Authors: Warren Hammond
They moved away from the door, and I noticed spinning snake tats on Mota’s and the doctor’s cheeks. The same tats as on Froelich and the dead Samusaka kid. A gay-boy’s club was coming into focus. A matching-tat dick clique.
The crowd quickly engulfed them, everything but the panama hat. I pushed my way through hanging shirts to the pavement and followed with a tilted, one-shoed gait.
I wracked my brain to remember what she’d been wearing. Mota’s girlfriend. When she came out of the club. Silk shirt. Tight pants. I was sure of it. Just like the doctor had been wearing inside. Just like he was wearing right this second.
Understanding brought a knowing sneer. They were all the same person. The gay playboy. The doctor. Mota’s girlfriend. The
same
person.
Mota was
gay.
Not bi. One hundred percent flame just like Wu thought. His girlfriend was a man, a drag queen who could raise tits and sink an Adam’s apple; a cross-dresser who could, at will, broaden hips and sprout a big, gaudy mop of hair. A tranny who swapped out everything but the plumbing.
I was sure that with offworld tech even that was possible, but evidently, shedding his thing wasn’t his thing. Even as a woman, he pissed standing up.
The panama hat turned right. I sped up to the corner, then stopped to let the hat reel out far ahead. The crowd was less dense on the side streets. I’d be easy to spot if I didn’t keep my distance.
Mota and Dr. Tranny. Lovers. Mota and Froelich. Lovers. All three together. Franz Samusaka too.
They turned again, and the trio ducked through a gate with armed guards standing on both sides. I strolled straight past, head down, no eye contact with the guards. I hustled to the end of the block and stood outside a schlock shop: porn vids, monitor-tooth necklaces, neckties made to look like brandy bottles.
I fake-studied a rack of palm-frond fans, my true gaze aimed up the block to the guards holding their posts, the red tips of their cigs glowing with every puff. From this angle, I couldn’t read the painted sign over the door, but I knew the place. Bresner’s Sky Cab. The biggest flyer rental company on the planet.
I waited for ten minutes, maybe longer—the shopowner giving me the stink eye—until I heard the roar of liftoff. Earsplitting thunder rumbled down the street. Windowpanes rattled in cheap-ass frames while monitor-tooth necklaces gnashed on their hooks.

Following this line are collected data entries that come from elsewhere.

PR #7239, opened 2026-09-04
Prevent potential NPEs in 'Block.java' reported by CodeQL

solth:
This adds some null checks in `Block.java` to prevent potential `NullPointerException`s found by CodeQL.

### DIFF
--- a/Kitodo/src/main/java/org/kitodo/production/model/bibliography/course/Block.java
+++ b/Kitodo/src/main/java/org/kitodo/production/model/bibliography/course/Block.java
@@ -488,7 +488,7 @@ public class Block {
             Helper.setErrorMessage(e.getMessage());
         }
         try {
-            if (!this.firstAppearance.equals(firstAppearance)) {
+            if (Objects.nonNull(this.firstAppearance) && !this.firstAppearance.equals(firstAppearance)) {
                 course.clearProcesses();
             }
         } catch (NullPointerException e) {
@@ -533,7 +533,7 @@ public class Block {
             Helper.setErrorMessage(e.getMessage());
         }
         try {
-            if (!this.lastAppearance.equals(lastAppearance)) {
+            if (Objects.nonNull(this.lastAppearance) && !this.lastAppearance.equals(lastAppearance)) {
                 course.clearProcesses();
             }
         } catch (NullPointerException e) {
@@ -576,7 +576,7 @@ public class Block {
     public void setPublicationPeriod(LocalDate firstAppearance, LocalDate lastAppearance) {
         prohibitOverlaps(firstAppearance, lastAppearance);
         try {
-            if (!this.firstAppearance.equals(firstAppearance)) {
+            if (Objects.nonNull(this.firstAppearance) && !this.firstAppearance.equals(firstAppearance)) {
                 course.clearProcesses();
             }
         } catch (NullPointerException e) {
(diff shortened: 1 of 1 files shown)


henning-gerhardt:
I'm unsure to judge and review this change. CodeQL is reporting possible NPEs but a few lines later the possible causing NPEs are caught and additional code is executed. So I think that null values and NPEs are excepted at this code execution and with your change it is possible that this code path are not executed.

With this change maybe the expected behaviour is changed or maybe not as there is no tests for this class at all which is a general big issue with the class. An other - especially with the first and last date settings - issue is that invalid dates are detected, an error message is thrown but there are additional code is executed which try to set class values and is manipulation an injected class object. This is very confusing and could be more understandable if there are tests which are showing what is expected and what not.

It is not up to you in this pull request to add tests and show that the expected behaviour is not affected by this change.

I will look into this a little bit more (I was still doing this on opening this pull request and not only after set review request to me) but it will be good if somebody else is analysing and reviewing this change too.

solth:
@henning-gerhardt I understand what you are saying and I agree that this class should be better covered by tests. 

The code is confusing in parts, but I think the changes suggested here will not have any effect on the behaviour - they just ensure the `.equals` method can be called in the same lines (!) without causing a `NullPointerException` (_if_ `this.firstAppearance` or `this.lastAppearance` is indeed `null`, calling `null.equals` in the same `if` check will definitely trigger the exception):

For example: 

`if (!this.firstAppearance.equals(firstAppearance))`

vs

`if (Objects.nonNull(this.firstAppearance) && !this.firstAppearance.equals(firstAppearance))`

solth:
Or did you mean it was possibly _expected_ that a `NullPointerException` is thrown here (and dealt with later) and that is how my changes would change the behavior of the application?

henning-gerhardt:
> Or did you mean it was possibly _expected_ that a `NullPointerException` is thrown here (and dealt with later) and that is how my changes would change the behavior of the application?

Yes, after long thinking (and maybe overthinking without going crazy) your change will change the behaviour in case that both dates are null and there was processes added to the `course` object.

My focus was: under which conditions is `course.clearProcesses()` is executed and when not.

Without your change:
- Call is executed if
  - `this.firstAppearance` is not null and `firstAppearance` is not equal to `this.firstAppearance` (code execution in line 492)
  - a NPE is thrown an caught by `this.firstAppearance` is null or `course` is null
    - in case that `this.firstAppearance` is null and has thrown the NPE than `firstAppearance` must be not null that the code in line 496 get executed
    - in case that `course` object is null and has thrown the NPE than `this.firstAppearance` exclusive or `firstAppearance` must be null that the code in line 496 get executed
- in any other ways the code will not be executed and the possible attached processes stay inside this list

With your change:
- Call is executed if
  - `this.firstAppearance` is not null and `firstAppearance` is not equal to `this.firstAppearance` (code execution in line 492)
  - `course` object is null and conditions from line above are true as code execution in line 492 can not be executed and no NPE can be thrown
    - After NPE is caught and we know that `this.firstAppearance` is not null only `firstAppearance` can be null that the code in line 496 can be executed which will thrown a new NPE which will be caught outside of this method
- in any other ways the code will not be executed and the possible attached processes stay inside this list

I'm hoping I did read and interpret the code right and did the right conclusions.

solth:
@henning-gerhardt I think you are correct, so I will close this pull request. I do have a feeling however that this condition check is way more complicated than it needs to be, so maybe this should be refactored if possible.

The flyer appeared above its rooftop landing pad and passed overhead, lights bearing down, wind lashing my hair. The flyer moved off, the roar growing steadily softer before fading to nothing but the echo in my ears.
They were going to Yepala. On the phone, the doc had said so. They were all in business together, and that business was centered in Yepala. What did that war-torn wasteland have to offer? I knew I’d have to go up there myself to figure out this shit. But not tonight. Tonight I had a social call to attend to. If I wasn’t already too late.
I headed up the block and strode between the guards to the office inside. I asked my question and pulled bills from my pocket until I got an answer.
Dr. Tranny had a name. Angel Franklin.
* * *
The skiff slid under a dark bridge into a narrow canal. Almost there.
Dr. Angel Franklin. The name washed through my head over and over like foul water through a sewer pipe. I tried to eject it from my thoughts. Time enough to look him up later.
I paid my fare and hopped out of the skiff onto a private dock, walked to shore, then started along a well-lit, fresh-burned trail through jungle scrub. Recent rains made a paste of ashy mud stick to my shoes, my newest pair. I’d needed to replace only the one I’d tossed out the doc’s window, but you couldn’t buy just one.
I rapped on the back door. Paul Chang’s door. I wiped mud off my shoes, scraping them back and forth over a coarse-bristled mat. The door swung open, a stranger waving me into the kitchen with a drunk grin. Didn’t know the guy. Likely one of Pei’s relatives. Paul’s wife came from a family so big that Paul used to joke about needing name tags.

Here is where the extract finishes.